Lines from the start of the data through the line containing "[Feature Request] Support" must be given again exactly. Leave the others out.

[Stored items]
□ □ □ □ □

PR #464, opened 2023-06-05
fix: generate .zenstack with the same level of @zenstackhq

### LINKED ISSUE #462: .zenstack dir is not generated into correct location for pnpm project
Repro: https://github.com/Azzerty23/zenstack-rest-turbo

Run `pnpm zen:up` from the root folder, and you'll find `.zenstack` folder is generated into `/@zenstackhq/runtime/node_modules/`. The reason is pnpm can install packages locally under other packages. After finding the location of `@zenstackhq/runtime` package, I think we need to move up two levels to find the real `node_modules` location.

@jiashengguo

jiashengguo:
fix #462

### DIFF
--- a/packages/schema/src/plugins/plugin-utils.ts
+++ b/packages/schema/src/plugins/plugin-utils.ts
@@ -9,7 +9,9 @@ export const ALL_OPERATION_KINDS: PolicyOperationKind[] = ['create', 'update', '
  */
 export function getNodeModulesFolder(startPath?: string): string | undefined {
     startPath = startPath ?? process.cwd();
-    if (fs.existsSync(path.join(startPath, 'node_modules'))) {
+    if (startPath.endsWith('node_modules')) {
+        return startPath;
+    } else if (fs.existsSync(path.join(startPath, 'node_modules'))) {
         return path.join(startPath, 'node_modules');
     } else if (startPath !== '/') {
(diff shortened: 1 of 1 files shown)


packages/schema/src/plugins/plugin-utils.ts
```diff
@@ -25,7 +25,11 @@ export function getNodeModulesFolder(startPath?: string): string | undefined {
  */
 export function getDefaultOutputFolder() {
     // Find the real runtime module path, it might be a symlink in pnpm
-    const runtimeModulePath = require.resolve('@zenstackhq/runtime');
+    let runtimeModulePath = require.resolve('@zenstackhq/runtime');
```
ymc9, line 28: I think this willl resolve to ".../index.js". We need to get dirname and then walk up?

ymc9: > I think this willl resolve to "index.js". We need to get dirname and then walk up?

Maybe safer to check if it's a file? I'm not sure if the resolving behavior is always consistent ... I remember when I tried it's index.js

jiashengguo: yes, it is.  changed to use folder name to locate the folder

ymc9 (approved):

Issue #527, opened 2023-06-30
[Feature Request] Support returning "count" in RESTful API handler


ymc9:
Getting the total count during pagination is a very common requirement. Since JSON:API allows custom meta, we can probably use it to contain that information in the response. Also, there should be an option to opt-in for this feature to avoid a default performance hit.

chemitaxis:
hi @ymc9 I'm trying to build and test the project, but when I exec the` pnpm install` and `pnpm run build` I have some packages with error like this: 

![Screenshot 2023-06-30 at 19 06 05](https://github.com/zenstackhq/zenstack/assets/1420409/24f0ef7a-a1a4-40b2-b1df-5cb98aa3e942)

what i'm missing? thanks!

chemitaxis:
hi @ymc9 can you please give access to make a PR? thanks :)

ymc9:
Fixed by #529

PR #529, opened 2023-06-30
changes: enable total count meta on get

chemitaxis:
This PR solves https://github.com/zenstackhq/zenstack/issues/527 

I have added a new optional parameter on options to enable add metadata, it looks like:

```
{
      jsonapi: { version: '1.1' },
      links: {
        self: 'http://localhost/api/user',
        first: 'http://localhost/api/user?page%5Blimit%5D=5',
        last: 'http://localhost/api/user?page%5Boffset%5D=0',
        prev: null,
        next: null
      },
      data: [
        {
          type: 'user',
          id: 'user1',
          attributes: [Object],
          links: [Object],
          relationships: [Object]
        },
        {
          type: 'user',
          id: 'user2',
          attributes: [Object],
          links: [Object],
          relationships: [Object]
        }
      ],
      meta: { total: 2 }
    }
```


packages/server/src/api/rest/index.ts
```diff
@@ -618,14 +634,24 @@ class RequestHandler {
...
             return {
                 status: 200,
-                body: await this.serializeItems(type, entities, options),
+                body: body,
             };
         }
     }
 
+    private addTotalCountMeta(body: Partial<DataDocument<any>>, total: number | undefined): Partial<DataDocument<any>> {
+        if (total) {
```
ymc9, line 648: Shall we explicitly chek `undefined` so that `0` count can be included?

packages/server/src/api/rest/index.ts
```diff
@@ -599,9 +606,18 @@ class RequestHandler {
 
         if (limit === Infinity) {
             const entities = await prisma[type].findMany(args);
+
+            let body = await this.serializeItems(type, entities, { include });
+            // Count items if totalCount is requested using only where filter, it not depends the others filter
+            const total = this.options.totalCount
```
ymc9, line 612: After looking at the original code in the "else" branch, I want to change my idea about using an option to opt-in the "count" behavior 😄 because it's counted anyway when pagination is enabled. Sorry for the change of mind. Maybe we remove the option for now?

And for this branch of fetching with `Infinity` limit, since `findMany` is already exhausting the list, I think we don't need to do a separate `count` query, and can just use `entities.length` for it, right?

packages/server/src/api/rest/index.ts
ymc9: Also, shall we merge `total` into `body.meta` instead of overwriting it? Just thinking maybe in the future there'll already be a `meta` object in body containing other stuff.

ymc9 (changes requested):
Thanks a lot for the contribution @chemitaxis !

ymc9:
Btw, there're conflicts in the `pnpm-lock.yaml ` file, I guess cause by the latest changes in the "dev" branch and also a mismatch in the pnpm version. You can just revert the changes to that file and the CI should pass then.

chemitaxis:
@ymc9 changes applied! 👍

ymc9:
> @ymc9 changes applied! 👍 

Thanks! Looking good now. I'll merge when I get back to my laptop. It'll be included in the next release landing in a day or two.

ymc9 (approved):

ymc9:
Fixes #527

Issue #522, opened 2023-06-28
Validation errors when using true or false in the column name


abdullahahmeda:
**Description and expected behavior**
I have the following schema for true & false questions:
```prisma
model Question {
  id           Int            @id @default(autoincrement())
  text         String         @db.Text()
  trueText     String?        @db.Text()
  falseText    String?        @db.Text()
  answer       String         @db.Text()
}
```
When I run `npx zenstack generate` I get the following error:
```
Validation errors:
line 79: Expecting token of type '}' but found `true`. [true]
line 80: Expecting token of type '}' but found `false`. [false]
```
Also the zenstack vs code extension is linting the error:
![image](https://github.com/zenstackhq/zenstack/assets/23556281/163f9682-1760-4d8f-9f35-be6636f5ca7c)

**Environment:**

-   ZenStack version: 1.0.0-beta.2
-   Prisma version: 4.9.0
-   Database type: Postgresql

jiashengguo:
@abdullahahmeda   It's a bug for sure, thanks for reporting it!  We will make sure it is fixed in the next release.

abdullahahmeda:
Thank you.
For now I fixed this error by renaming `falseText` to `textForFalse` and `trueText` to `textForTrue`.

ymc9:
Fixed by #530

PR #530, opened 2023-06-30
fix: Validation errors when using true or false as prefix of id

jiashengguo:
change Boolean from terminal to rule

### DIFF
--- a/packages/language/src/zmodel.langium
+++ b/packages/language/src/zmodel.langium
@@ -39,7 +39,7 @@ Expression:
     LogicalExpr;
 
 LiteralExpr:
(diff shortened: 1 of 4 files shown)


packages/language/src/zmodel.langium
```diff
@@ -39,7 +39,7 @@ Expression:
     LogicalExpr;
 
 LiteralExpr:
-    value=(BOOLEAN | NUMBER | STRING);
+    value=(Boolean | NUMBER | STRING);
```
ymc9, line 42: Is the casing change relevant here?

ymc9:
Fixes #522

□ □ □ □ □

• **ANSWER TO THIS PROBLEM**:
PR #464, opened 2023-06-05
fix: generate .zenstack with the same level of @zenstackhq

### LINKED ISSUE #462: .zenstack dir is not generated into correct location for pnpm project
Repro: https://github.com/Azzerty23/zenstack-rest-turbo

Run `pnpm zen:up` from the root folder, and you'll find `.zenstack` folder is generated into `/@zenstackhq/runtime/node_modules/`. The reason is pnpm can install packages locally under other packages. After finding the location of `@zenstackhq/runtime` package, I think we need to move up two levels to find the real `node_modules` location.

@jiashengguo

jiashengguo:
fix #462

### DIFF
--- a/packages/schema/src/plugins/plugin-utils.ts
+++ b/packages/schema/src/plugins/plugin-utils.ts
@@ -9,7 +9,9 @@ export const ALL_OPERATION_KINDS: PolicyOperationKind[] = ['create', 'update', '
  */
 export function getNodeModulesFolder(startPath?: string): string | undefined {
     startPath = startPath ?? process.cwd();
-    if (fs.existsSync(path.join(startPath, 'node_modules'))) {
+    if (startPath.endsWith('node_modules')) {
+        return startPath;
+    } else if (fs.existsSync(path.join(startPath, 'node_modules'))) {
         return path.join(startPath, 'node_modules');
     } else if (startPath !== '/') {
(diff shortened: 1 of 1 files shown)


packages/schema/src/plugins/plugin-utils.ts
```diff
@@ -25,7 +25,11 @@ export function getNodeModulesFolder(startPath?: string): string | undefined {
  */
 export function getDefaultOutputFolder() {
     // Find the real runtime module path, it might be a symlink in pnpm
-    const runtimeModulePath = require.resolve('@zenstackhq/runtime');
+    let runtimeModulePath = require.resolve('@zenstackhq/runtime');
```
ymc9, line 28: I think this willl resolve to ".../index.js". We need to get dirname and then walk up?

ymc9: > I think this willl resolve to "index.js". We need to get dirname and then walk up?

Maybe safer to check if it's a file? I'm not sure if the resolving behavior is always consistent ... I remember when I tried it's index.js

jiashengguo: yes, it is.  changed to use folder name to locate the folder

ymc9 (approved):

Issue #527, opened 2023-06-30
[Feature Request] Support returning "count" in RESTful API handler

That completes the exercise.